Return the listing below character for character.

■ **Study material**:
═══

PR #1565, opened 2020-03-10
feat(stats): Rename telemetry to stats, enable by default

ttomsu:
This is largely a `s/telemetry/stats/g` change, with some minor tweaks to ignore the old `telemetry` block (see `DeploymentConfiguration.java`). This change enables telemetry stats by default, and makes https://github.com/spinnaker/halyard/pull/1550 obsolete.

One known effect of this will be that all existing instance IDs will be regenerated. This may show a bump in unique instance counts as users upgrade their Halyard instances. Since there is only 118 28-day-active instances anyway, I think it'll largely be swallowed by the expected increase of newly enabled instances reporting metrics.

@ezimanyi Once this is in and Halyard is released, we'll need to indicate that the newly released Halyard version is required for 1.19.0.

### DIFF
--- a/halyard-deploy/src/main/java/com/netflix/spinnaker/halyard/deploy/spinnaker/v1/profile/EchoProfileFactory.java
+++ b/halyard-deploy/src/main/java/com/netflix/spinnaker/halyard/deploy/spinnaker/v1/profile/EchoProfileFactory.java
@@ -108,7 +108,7 @@ public class EchoProfileFactory extends SpringProfileFactory {
       stats.setSpinnakerVersion(statsVersion);
       stats.setDeploymentMethod(deploymentMethod());
       profile.appendContents(
-          yamlToString(deploymentConfiguration.getName(), profile, new TelemetryWrapper(stats)));
+          yamlToString(deploymentConfiguration.getName(), profile, new StatsWrapper(stats)));
     }
 
     profile.appendContents(profile.getBaseContents()).setRequiredFiles(files);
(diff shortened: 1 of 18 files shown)


halyard-deploy/src/main/java/com/netflix/spinnaker/halyard/deploy/spinnaker/v1/profile/EchoProfileFactory.java
```diff
@@ -154,12 +152,13 @@ private String halyardVersion() {
...
   private static class TelemetryWrapper {
-    private Telemetry telemetry;
+    private Stats telemetry;
 
-    TelemetryWrapper(Telemetry telemetry) {
-      this.telemetry = telemetry;
+    TelemetryWrapper(Stats stats) {
+      this.telemetry = stats;
     }
   }
```
plumpy: Can you _also_ write it out to `stats` and then update echo to read it from that location instead?

ezimanyi: Good point, I had missed that in my review of the PR.  In general, I'd like to minimize the difference between what is in the hal config and what is in each service's config, both to simplify the logic in `kleat` and also to make it easier on anyone trying to understand how these settings map to each other.

ttomsu: Opened up two other PRs in echo and buildtool to make this happen.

═══

■ **Task solution**:
PR #1565, opened 2020-03-10
feat(stats): Rename telemetry to stats, enable by default

ttomsu:
This is largely a `s/telemetry/stats/g` change, with some minor tweaks to ignore the old `telemetry` block (see `DeploymentConfiguration.java`). This change enables telemetry stats by default, and makes https://github.com/spinnaker/halyard/pull/1550 obsolete.

One known effect of this will be that all existing instance IDs will be regenerated. This may show a bump in unique instance counts as users upgrade their Halyard instances. Since there is only 118 28-day-active instances anyway, I think it'll largely be swallowed by the expected increase of newly enabled instances reporting metrics.

@ezimanyi Once this is in and Halyard is released, we'll need to indicate that the newly released Halyard version is required for 1.19.0.

### DIFF
--- a/halyard-deploy/src/main/java/com/netflix/spinnaker/halyard/deploy/spinnaker/v1/profile/EchoProfileFactory.java
+++ b/halyard-deploy/src/main/java/com/netflix/spinnaker/halyard/deploy/spinnaker/v1/profile/EchoProfileFactory.java
@@ -108,7 +108,7 @@ public class EchoProfileFactory extends SpringProfileFactory {
       stats.setSpinnakerVersion(statsVersion);
       stats.setDeploymentMethod(deploymentMethod());
       profile.appendContents(
-          yamlToString(deploymentConfiguration.getName(), profile, new TelemetryWrapper(stats)));
+          yamlToString(deploymentConfiguration.getName(), profile, new StatsWrapper(stats)));
     }
 
     profile.appendContents(profile.getBaseContents()).setRequiredFiles(files);
(diff shortened: 1 of 18 files shown)


halyard-deploy/src/main/java/com/netflix/spinnaker/halyard/deploy/spinnaker/v1/profile/EchoProfileFactory.java
```diff
@@ -154,12 +152,13 @@ private String halyardVersion() {
...
   private static class TelemetryWrapper {
-    private Telemetry telemetry;
+    private Stats telemetry;
 
-    TelemetryWrapper(Telemetry telemetry) {
-      this.telemetry = telemetry;
+    TelemetryWrapper(Stats stats) {
+      this.telemetry = stats;
     }
   }
```
plumpy: Can you _also_ write it out to `stats` and then update echo to read it from that location instead?

ezimanyi: Good point, I had missed that in my review of the PR.  In general, I'd like to minimize the difference between what is in the hal config and what is in each service's config, both to simplify the logic in `kleat` and also to make it easier on anyone trying to understand how these settings map to each other.

ttomsu: Opened up two other PRs in echo and buildtool to make this happen.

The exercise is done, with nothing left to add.